Opponents of the nuke agreement, though, argue it pours fuel on the fire in terms of a regional arms race. To wit?.

Pakistan: The Washington Post reported that Pakistan is building a new plutonium reactor capable of producing fuel for 40-50 bombs a year; plutonium being easier than uranium to mount on warheads. Of course this sparks fears of a South Asian arms race, though in this instance, because Pakistan is doing little to hide the building of the plant, at least we have a better understanding of how far along they are and the experts are saying 2010 before production could begin. So Washington will formally address it on, oh, about Dec. 27, 2009.

[As an aside on the nuclear front, this week Libya's Mummar Gaddafi was quoted as admitting his nation was "close to building a nuclear bomb," the first such formal admission since Libya agreed to dismantle its program.]

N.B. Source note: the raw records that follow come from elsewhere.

PR #3296, opened 2026-09-06
fix(tls): reload certificate authorities when they rotate on disk

### LINKED ISSUE #1448: Support monitoring CA rotation
We are currently deploying our SpiceDB cluster using the K8s operator and have it setup with a CA/TLS certificate for our clients to use when accessing it. Our CA's currently rotate every 90 days per our internal Ops standards. When they do, our internal services that talk to SpiceDB will pick up the change and reinitialize their client; however, SpiceDB does not currently reinitialize and will hold the value of the last, expired, certificate.

Without directly monitoring, this issue is only made apparent with an outage as our calls will start failing and erroring due to expired certificates, though the clients are using the new valid one.

Can SpiceDB support monitoring the CA cert as it does with the TLS certs? This would allow us to keep the rotation automated without worrying about kicking over pods ahead of each expiry or worrying about downtime during the rotation.

Thanks!

oleksii-udovychenko:
Closes #1448, where @miparnisari invited a PR.

## Problem

SpiceDB reads its CA bundle once at startup and pins it for the life of the process. Once peers present leaves signed by a new authority, every handshake fails with `x509: certificate signed by unknown authority`. In a dispatch cluster each pod pins its own copy at its own boot, so they fail together and the only recovery is a fleet restart.

## Background

Two things get called "certificate rotation" and only one of them works today.

### Leaf rotation, which already works

A leaf re-issued before it expires, signed by the same authority. [cert-manager](https://cert-manager.io/docs/) does this unattended at two thirds of the certificate's lifetime ([renewal docs](https://cert-manager.io/docs/usage/certificate/#renewal)), so on a 90 day certificate it replaces every pod's keypair roughly every 60 days.

Both TLS servers survive it because neither stores the serving certificate on the `tls.Config`. The gRPC server [builds an `x509util.CertWatcher`](https://github.com/authzed/spicedb/blob/9b5cdc1e849249ecd31cfeca82149767dbb8760f/pkg/cmd/util/util.go#L136) over the cert and key paths and sets [`GetCertificate: watcher.GetCertificate`](https://github.com/authzed/spicedb/blob/9b5cdc1e849249ecd31cfeca82149767dbb8760f/pkg/cmd/util/util.go#L141) rather than `Certificates`; the HTTP server [does the same](https://github.com/authzed/spicedb/blob/9b5cdc1e849249ecd31cfeca82149767dbb8760f/pkg/cmd/util/util.go#L294-L300). `crypto/tls` calls [`GetCertificate`](https://pkg.go.dev/crypto/tls#Config) on every inbound handshake, so the server presents whatever the watcher read most recently. No config is rebuilt and no listener is recreated.

The watcher keeps that current two ways: an [fsnotify](https://github.com/fsnotify/fsnotify) watch on both paths, and a poll ticker as a backstop, [`defaultWatchInterval`](https://github.com/authzed/spicedb/blob/9b5cdc1e849249ecd31cfeca82149767dbb8760f/pkg/x509util/certwatcher.go#L46) at 10s. [`completedGRPCServer.Run`](https://github.com/authzed/spicedb/blob/9b5cdc1e849249ecd31cfeca82149767dbb8760f/pkg/cmd/util/util.go#L210) [starts it](https://github.com/authzed/spicedb/blob/9b5cdc1e849249ecd31cfeca82149767dbb8760f/pkg/cmd/util/util.go#L213) and [waits on `Started()`](https://github.com/authzed/spicedb/blob/9b5cdc1e849249ecd31cfeca82149767dbb8760f/pkg/cmd/util/util.go#L215) before serving, so a watcher that failed to start is a startup error. [`TestCertRotation`](https://github.com/authzed/spicedb/blob/9b5cdc1e849249ecd31cfeca82149767dbb8760f/internal/services/integrationtesting/certtest/cert_test.go#L66) covers it.

### Authority rotation, which does not

Rotating the authority changes the bytes of the bundle on disk. It cannot be one swap, because trust for the new authority has to be in place on every peer before any leaf chains to it, or the peers that have not caught up reject the new leaves. So it runs as a staged overlap, for a bundle mounted from a Secret:

1. **The new authority is added to the bundle.** cert-manager or an operator writes `old + new` into the Secret. No pod's filesystem has changed yet.

2. **kubelet projects the new revision onto disk,** about a minute later. It refreshes mounted volumes on its [periodic pod sync](https://kubernetes.io/docs/concepts/configuration/secret/#using-secrets-as-files-from-a-pod) rather than when the Secret changes, and [`syncFrequency`](https://kubernetes.io/docs/reference/config-api/kubelet-config.v1beta1/) defaults to 1m. It never rewrites `ca.crt`: [AtomicWriter](https://github.com/kubernetes/kubernetes/blob/v1.34.0/pkg/volume/util/atomic_writer.go) writes the whole revision into a fresh timestamped directory, symlinks `..data_tmp` at it, then renames that over `..data`. The rename is the atomic step. The visible file stays a symlink through `..data`, so the path keeps resolving, and each revision points it at a different inode, now holding `old + new`. kubelet reaps the retired revision directory afterwards.

   ```
   ca.crt  -> ..data/ca.crt
   ..data  -> ..2026_09_06_10_05_00.222222222/
   ```

3. **Every peer re-reads the bundle from disk.** A process that read the file once at boot still holds `old` alone, and waiting does not change that. This is the only step that needs anything from SpiceDB.

4. **Leaves are re-issued under the new authority.** Peers that completed step 3 verify them; peers that skipped it fail every handshake from here on. Nothing looks wrong before this point.

5. **The old authority is dropped.** It comes out of the Secret and kubelet publishes another revision the same way. `ca.crt` then resolves to a third inode holding `new` alone.

## Current state

A handshake reads two fields of `tls.Config` differently, so a long-lived config freezes one of them and not the other:

```
handshake -> GetCertificate()      -> callback, run per handshake -> returns what CertWatcher last read   (fresh)
handshake -> RootCAs / ClientCAs   -> *x509.CertPool, read as-is  -> pool built at container start        (frozen)
```

Four sites build a pool from an operator-supplied path and hold the result, two through [`x509util.CustomCertPool`](https://github.com/authzed/spicedb/blob/9b5cdc1e849249ecd31cfeca82149767dbb8760f/pkg/x509util/x509util.go#L14) and two through `grpcutil.WithCustomCerts`:

| Site | Reached by | Builds the pool via | Today |
|---|---|---|---|
| [`clientCreds()`](https://github.com/authzed/spicedb/blob/9b5cdc1e849249ecd31cfeca82149767dbb8760f/pkg/cmd/util/util.go#L159) | `ClientCAPath`, programmatic only | [`x509util.CustomCertPool`](https://github.com/authzed/spicedb/blob/9b5cdc1e849249ecd31cfeca82149767dbb8760f/pkg/cmd/util/util.go#L167) | pinned at startup |
| [`telemetry/reporter.go`](https://github.com/authzed/spicedb/blob/9b5cdc1e849249ecd31cfeca82149767dbb8760f/internal/telemetry/reporter.go#L146) | [`--telemetry-ca-override-path`](https://github.com/authzed/spicedb/blob/9b5cdc1e849249ecd31cfeca82149767dbb8760f/pkg/cmd/serve.go#L226) | `x509util.CustomCertPool` | pinned at startup |
| [`dispatch/combined/combined.go`](https://github.com/authzed/spicedb/blob/9b5cdc1e849249ecd31cfeca82149767dbb8760f/internal/dispatch/combined/combined.go#L252) | [`--dispatch-upstream-ca-path`](https://github.com/authzed/spicedb/blob/9b5cdc1e849249ecd31cfeca82149767dbb8760f/pkg/cmd/serve.go#L159) | `grpcutil.WithCustomCerts(VerifyCA, ...)` | pinned at startup |
| [`gateway/gateway.go`](https://github.com/authzed/spicedb/blob/9b5cdc1e849249ecd31cfeca82149767dbb8760f/internal/gateway/gateway.go#L58) | [`--http-upstream-override-tls-cert-path`](https://github.com/authzed/spicedb/blob/9b5cdc1e849249ecd31cfeca82149767dbb8760f/pkg/cmd/serve.go#L89) | `grpcutil.WithCustomCerts(SkipVerifyCA, ...)` | pool built but never used, `SkipVerifyCA` sets `InsecureSkipVerify` |

## Proposed solution

The frozen row becomes a callback, so it resolves per handshake the way `GetCertificate` already does:

```
handshake -> GetCertificate()      -> callback, run per handshake -> returns what CertWatcher last read      (fresh)
handshake -> CAPool.CertPool()     -> callback, run per handshake -> re-reads the path, at most once per 10s (fresh)
```

Per site:

| Site | Today | With this change |
|---|---|---|
| `clientCreds()` | `x509util.CustomCertPool`, pinned at startup | `NewCAPool` behind `NewReloadingTLSCreds`, so `ClientCAs` is resolved per handshake |
| `telemetry/reporter.go` | `x509util.CustomCertPool`, pinned at startup | `NewCAPool` behind `DialTLSContext`, so `RootCAs` is resolved per connection |
| `dispatch/combined/combined.go` | `grpcutil.WithCustomCerts(VerifyCA, ...)`, pinned at startup | as `clientCreds()`, trading `grpcutil.WithCustomCerts` for `NewReloadingTLSCreds` |
| `gateway/gateway.go` | `grpcutil.WithCustomCerts(SkipVerifyCA, ...)`, pool built but never used | unchanged, because that pool is dead code behind `InsecureSkipVerify`; making it reload would change behaviour beyond this fix |

`x509util.CAPool` owns the CA path instead of a pool built from it once. Behind one mutex it holds the path, the bytes last read from it, the authorities parsed out of those bytes, and the time of that read. Four entry points, in the order a site uses them:

- **`NewCAPool(caPath)`** reads the path eagerly, so a missing or malformed bundle fails at construction rather than at the first handshake. `WithReloadInterval` sets the minimum gap between reads, default 10s. There is no background goroutine and no `Start` step to forget.

- **`CertPool()`** does the reloading, in this order:
  - inside the interval, return the cached pool without touching the filesystem
  - otherwise re-read the path, which may be a single PEM file or a directory of them
  - if the bytes are identical to the last read, return the same pool, so a reconcile loop rewriting the file unchanged costs nothing
  - if the read or the parse fails, log a warning and keep the authorities already loaded
  - otherwise swap in the new pool and log at info

- **`NewReloadingTLSCreds(ca, base)`** for the gRPC sites. It resolves the trust store per handshake, then delegates the handshake itself to `credentials.NewTLS`.

- **`CAPool.DialTLSContext(base)`** for the `http.Transport` site. `http.Transport` reads `TLSClientConfig` once per client but calls the dial hook once per connection, so the telemetry reporter goes through this adapter.

Both adapters supply the pool and nothing else: neither sets `InsecureSkipVerify` and neither builds a chain of its own.

## Compatibility

This PR replaces `CustomCertPool` with `NewCAPool` instead of keeping both, so there is one way to read a CA path and it reloads. `pkg/x509util` is outside `internal/`, so that changes a public package. I converted both in-tree callers, and a code search found no external importers.

Would you rather I keep `CustomCertPool` as a one-shot wrapper, so the exported API stays as it is?

## Design decisions

- **Why on-demand rather than a watcher.** [`combined.NewDispatcher`](https://github.com/authzed/spicedb/blob/9b5cdc1e849249ecd31cfeca82149767dbb8760f/internal/dispatch/combined/combined.go#L193), the site that most needs this, has no context to scope a goroutine to and nowhere to report a watcher that failed to start. `Dispatcher` does have [`Close`](https://github.com/authzed/spicedb/blob/9b5cdc1e849249ecd31cfeca82149767dbb8760f/internal/dispatch/dispatch.go#L34), so a goroutine could be scoped to that, but then every test that builds a dispatcher has to close it or `goleak` fails. A watcher API also fails silently when nobody starts it: [`NewTLSCertWatcher`](https://github.com/authzed/spicedb/blob/9b5cdc1e849249ecd31cfeca82149767dbb8760f/pkg/x509util/certwatcher.go#L77) reads eagerly, and I ran one unstarted, which kept returning the original bytes indefinitely after the files rotated underneath it, with no error and no log line. The serving path avoids that because it starts the watcher and blocks on `Started()`. `NewDispatcher` can do neither. `CAPool` has no start step.

- **Why not fsnotify, given that it works here.** A rotation does wake an inotify watch on the visible `ca.crt`, because reaping the retired directory changes the watched inode's link count, which Linux reports as `CHMOD` rather than `REMOVE` ([documented here](https://github.com/fsnotify/fsnotify#watching-a-file-doesnt-work-well)), and [`CertWatcher.handleEvent`](https://github.com/authzed/spicedb/blob/9b5cdc1e849249ecd31cfeca82149767dbb8760f/pkg/x509util/certwatcher.go#L259) already re-adds the watch and re-reads on that. I drove a real `CertWatcher` against a real atomic-writer layout with its poll interval set to 10 minutes, so only fsnotify could explain a pickup, and it caught the rotation in 50ms over four rotations. Detection works; the lifecycle above is what rules it out. `CertWatcher` also keeps its 10s poll ticker alongside the watcher, so even there events only speed up a poll that still runs.

- **Why not extend `CertWatcher` to cover CA bundles.** The types do not line up. It is a keypair watcher: `certPath` plus `keyPath`, `tls.X509KeyPair`, `GetCertificate(*tls.ClientHelloInfo)`. A CA bundle has no private key, needs `AppendCertsFromPEM` into an `*x509.CertPool` for `RootCAs`/`ClientCAs`, and its path may be a directory of PEMs. A key-less mode leaves half the struct nil per branch, makes `RegisterCallback(func(tls.Certificate))` untypeable for a pool, and breaks [`TestCertWatcherNew`](https://github.com/authzed/spicedb/blob/9b5cdc1e849249ecd31cfeca82149767dbb8760f/pkg/x509util/certwatcher_test.go#L40), which asserts that empty paths must error. One "watched path" primitive underneath both would be cleaner. It means refactoring the serving-certificate path, which is more than a bug fix should touch.

- **Why a new type rather than a fix inside `grpcutil`.** The dispatch site already goes through `grpcutil.WithCustomCerts`, so patching that one helper looks like the smaller diff. [`WithCustomCertBytes`](https://github.com/authzed/grpcutil/blob/2ea1e3d2d98b/dial_opts.go#L109) parses the bundle and passes the finished pool to `credentials.NewTLS`, so the pool is pinned inside credentials this repo does not own and there is nothing left for a caller to re-resolve. It would also miss the telemetry reporter, an `http.Client` that never touches `grpcutil`.

- **Why not `k8s.io/apiserver`'s [`dynamiccertificates`](https://pkg.go.dev/k8s.io/apiserver/pkg/server/dynamiccertificates).** [`DynamicFileCAContent`](https://github.com/kubernetes/kubernetes/blob/v1.34.0/staging/src/k8s.io/apiserver/pkg/server/dynamiccertificates/dynamic_cafile_content.go#L52) reloads correctly, but it returns [`VerifyOptions()`](https://github.com/kubernetes/kubernetes/blob/v1.34.0/staging/src/k8s.io/apiserver/pkg/server/dynamiccertificates/dynamic_cafile_content.go#L258) for the apiserver's client-cert authenticator rather than a `tls.Config` hook, so both adapters here would still have to exist. The dependency cost is high: SpiceDB has one direct `k8s.io` dependency today, and that package needs `apimachinery`, `client-go` and `klog`, out of a module that also carries etcd, cel-go and the rest of the apiserver stack. It has the same lifecycle trap, since [`Run(ctx, workers)`](https://github.com/kubernetes/kubernetes/blob/v1.34.0/staging/src/k8s.io/apiserver/pkg/server/dynamiccertificates/dynamic_cafile_content.go#L157) drives fsnotify through a workqueue while the constructor loads eagerly, so an unstarted one is frozen, and `RunOnce` avoids that but re-reads on every call with no interval. And it is one `os.ReadFile` on a single filename, where a CA path here may be a directory of PEMs.

- **Why 10s.** On-demand costs one `os.ReadFile` on the first connection after the interval lapses, and up to 10s of staleness, the same bound `CertWatcher` already accepts with its 10s poll. Neither term dominates: kubelet has already taken up to a minute to write the bytes to disk, and an established dispatch connection does not re-verify at all, so a new pool takes effect when the connection is replaced, at `--dispatch-cluster-max-conn-age`, [30s by default](https://github.com/authzed/spicedb/blob/9b5cdc1e849249ecd31cfeca82149767dbb8760f/pkg/cmd/util/util.go#L64).

- **Why keep stale authorities on a failed read.** During an update the bundle can be momentarily absent or half written. Failing closed there turns a successful rotation into an outage.

## Testing

- **`capool_test.go` covers the reload rules:** `CertPool()` picks up a rotated authority, the retired one stops verifying, nothing is re-read inside the interval, and a missing or truncated bundle keeps the previous pool.

- **`TestCAPoolFollowsKubernetesSecretRotation` builds the kubelet layout above,** timestamped directory and `..data` rename included.

- **Every converted site has a test that rotates certificates on disk against a real handshake.** Each one fails if I revert only that site's fix:

  - dispatch, `TestDispatchFollowsCARotation`: never recovers, `x509: certificate signed by unknown authority`
  - telemetry, `TestRemoteReporterFollowsCARotation`, HTTPS sink on loopback: reports never resume
  - `clientCreds()`, `TestClientCredsFollowCARotation`, real gRPC server: `credentials never picked up the rotated CA`

- **The dispatch test runs in a real container** under `mage test:image`. The node dispatches to itself over TLS, so one container covers both ends of the handshake, with the certificate and the bundle mounted the way an operator would mount them. It breaks dispatch first, by publishing a leaf from an authority that is not in the bundle, then publishes that authority and waits for recovery. Without that first step the recovery check would pass even with the fix reverted. It takes 13 to 62s, depending on how the probes line up with the reload interval, and runs on memdb, so there is no datastore container.

- **`ClientCAPath` has no flag bound to it,** so that site can only be driven in-process.

## Future work

- **An event-driven fast path.** The fsnotify result above makes this cheap to add on top of the interval, the way `CertWatcher` already combines both. Do you want it in this PR or a follow-up?

- **Metrics.** `CAPool` has no lifecycle to scope a collector registration to, so reloads and failures only log. Counters would need a `Register`/`Close` pair.

- **A pre-existing bug I did not fix.** Pointing a CA path at a mounted Secret *directory* rather than at the file inside it does not work at all: [`dirContents`](https://github.com/authzed/spicedb/blob/9b5cdc1e849249ecd31cfeca82149767dbb8760f/pkg/x509util/x509util.go#L44) walks the mount root, treats the `..data` symlink as a regular file, and fails with `read ..data: is a directory`. That surfaces at config time, so the process fails to start rather than degrading. It predates this PR and applies equally to the old `CustomCertPool`, so I left it alone. Should it go in here?

- **Smaller things.** There is no `--grpc-client-ca-path` flag, which is why the `clientCreds()` site can only be tested in-process, and adding one is more than a fix needs. The three new test files each define their own small CA helper, the way `certtest` and `certwatcher_test` already do. And `changelog-enforcer` stays red until someone applies `Skip-Changelog`. Should I pull the CA helper out into one place, and add a changelog entry?


oleksii-udovychenko:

The Balkans: You can't ignore this region. While a flare-up might not roil international markets, these days what it would do is potentially sap NATO of military resources that are needed elsewhere such as in Afghanistan and possibly the Middle East.

And so I'll keep my eye on Kosovo independence talks that commenced this week, the first between itself and Serbia since Yugoslav Serb forces were driven out of Kosovo in 1999. Serbia is adamant that Kosovo remain part of it. [I'm heading to the Balkans mid-September?Bulgaria and Romania.]

Democratic Republic of Congo: Despite some recent, relatively small-scale violence, it is truly historic what is happening this weekend, the first democratic election in the country's history.

This is hard to believe, but outside of its cities Congo has just 200 miles of paved roads, in a nation about 1 ? times the size of Texas. So this creates some logistical issues, as you might imagine. Paper ballots for 25 million will be delivered by "plane, boat, dug-out canoe, bicycle, mule and foot."

The ballot itself is the size of a poster, with 33 presidential candidates plus those up for parliament. Of course the vast majority of the people will have never seen or heard of those running.

Zimbabwe: President Robert Mugabe is still around, unfortunately. His government just announced it will eavesdrop on every aspect of private life, including mail, e-mail and phone calls without any court approval.

The joke of it is, Mugabe claims it's all part of the international war on terror. Right. Al-Qaeda is targeting Harare.

Australia: I've known the years-long drought here has been severe, but didn't realize just how bleak the future is until I read that some believe Perth will run out of water within ten years unless a desalination plant is urgently constructed.

---

Pray for the men and women of our armed forces.

God bless America.

---

Gold closed at $645
Oil, $73.24

Returns for the week 7/24-7/28

Dow Jones +3.2% [11219]
S&P 500 +3.1% [1278]
S&P MidCap +4.0%
Russell 2000 +4.2%
Nasdaq +3.7% [2094]

Returns for the period 1/1/06-7/28/06

Dow Jones +4.7%
S&P 500 +2.4%
S&P MidCap +0.4%
Russell 2000 +4.0%
Nasdaq -5.0%

Bulls 42.4
Bears 34.5 [Source: Chartcraft / Investors Intelligence]

Have a great week. I appreciate your support.